### Exercise objective
Only these lines of the data below are wanted: the one with "[inezkok] iP", the one with "### CODE REVIEW", and any lines between them, each repeated exactly.
▼▼▼
PR #96, opened 2023-08-26
[inezkok] iP

inezkok:
# Beep Boop Bot

Beep Boop Bot frees your mind of having to remember things you need to do. It's
- text-based
- easy to learn
- ~~FAST~~ SUPER FAST to use

All you need to do is
1. download it from [here](https://github.com/inezkok/ip/releases/tag/A-Jar)
2. double-click it
3. add your tasks
4. let it manage your tasks for you :wink:

And it is **FREE**!

Features:
- [x] Managing tasks
- [ ] Reminders (coming soon)

 ```
 public class Main {
    }
}
```

### CODE REVIEW

File: src/main/java/duke/Parser.java [hunk 1]
```diff
@@ -0,0 +1,182 @@
...
+    }
+
+    /**
+     * Checks whether the user input for mark,unmark or delete commands is valid.
+     *
+     * @param number The string representation of the one-based index of task.
+     * @param size The size of the current task list.
+     * @throws DukeException On input error.
+     */
+    private static void validateMarkOrUnmarkorDelete(String number, int size) throws DukeException {
```
yezkez10: Maybe choose a more clear and concise name for this method, ie checkCommandValidity, or checkValidity

src/main/java/duke/Parser.java
```diff
@@ -0,0 +1,182 @@
...
+        }
+    }
+
+    /**
+     * Check whethers the user input for creating a todo is valid.
+     *
+     * @param description The string representation of the todo description.
+     * @throws DukeException On input error.
+     */
+    private static void validateToDo(String description) throws DukeException {
```
yezkez10: Maybe use a clearer method name ie checkTodoValidity

src/main/java/duke/Ui.java
```diff
@@ -0,0 +1,95 @@
...
+     * @param list The list of tasks before being updated.
+     */
+    public void printDeleteSuccessMessage(int index, ArrayList<Task> list) {
+        appendOutput("Noted. I've removed this task:\n");
+        String taskString = String.format("%s\n", list.get(index).toString());
+        String sizeString = String.format("Now you have %d tasks in the list.\n", list.size() - 1);
+        appendOutput(taskString);
+        appendOutput(sizeString);
+    }
+}
```
yezkez10: Great abstraction of message printing!

yezkez10 (commented):
Looks good to me, some things to note:
Is the abstraction into 10 types of commands the best way? 
Is there a way to make do with lesser classes such that the overall structure is more concise and less confusing for readers?
Also, maybe you could consider changing some of the method names to be instructional so that readers can get a better idea of what each method does at first glance.

src/main/java/duke/Parser.java
```diff
@@ -0,0 +1,182 @@
...
+    /**
+     * Parses through user command and make sense of it.
+     *
+     * @param input This is the user input.
+     * @param size This is the size of the current task list.
+     * @return Command This returns the respective command based on user input.
+     * @throws DukeException On input error.
+     */
+    public static Command parse(String input, int size) throws DukeException {
+        if (input.equals("bye")) {
```
CJ-Lee01: There seems to be a lot of if-else statements here. Would it be better to use a switch statement?

src/main/java/duke/Storage.java
```diff
@@ -0,0 +1,198 @@
...
+        this.filePath = filePath;
+    }
+
+    /**
+     * Checks whether the string representation of a date is valid.
+     *
+     * @param date The string representation of the date.
+     * @throws DukeException On format error.
+     */
+    private void validateDate(String date) throws DukeException {
```
CJ-Lee01: would it be better if the method returned true or false instead of throwing an exception?

CJ-Lee01: Actually nvrmind, I can see why you are throwing the duke exception.

src/main/java/duke/command/AddDeadlineCommand.java
CJ-Lee01, line 1: Looks great!
Just a thought: Would be it be good to prevent the same command object from being executed again once it has been executed?

src/main/java/duke/task/Task.java
CJ-Lee01, line 1: I think the tasks are well done!

src/test/java/duke/ParserTest.java
CJ-Lee01, line 1: I like the extensive amount of tests!

However, if you are checking to see if the function does throw an exception, junit has the `assertThrows()` method for checking the type of exceptions being thrown.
▲▲▲
### Response for this exercise
[inezkok] iP

inezkok:
# Beep Boop Bot

Beep Boop Bot frees your mind of having to remember things you need to do. It's
- text-based
- easy to learn
- ~~FAST~~ SUPER FAST to use

All you need to do is
1. download it from [here](https://github.com/inezkok/ip/releases/tag/A-Jar)
2. double-click it
3. add your tasks
4. let it manage your tasks for you :wink:

And it is **FREE**!

Features:
- [x] Managing tasks
- [ ] Reminders (coming soon)

 ```
 public class Main {
    }
}
```

### CODE REVIEW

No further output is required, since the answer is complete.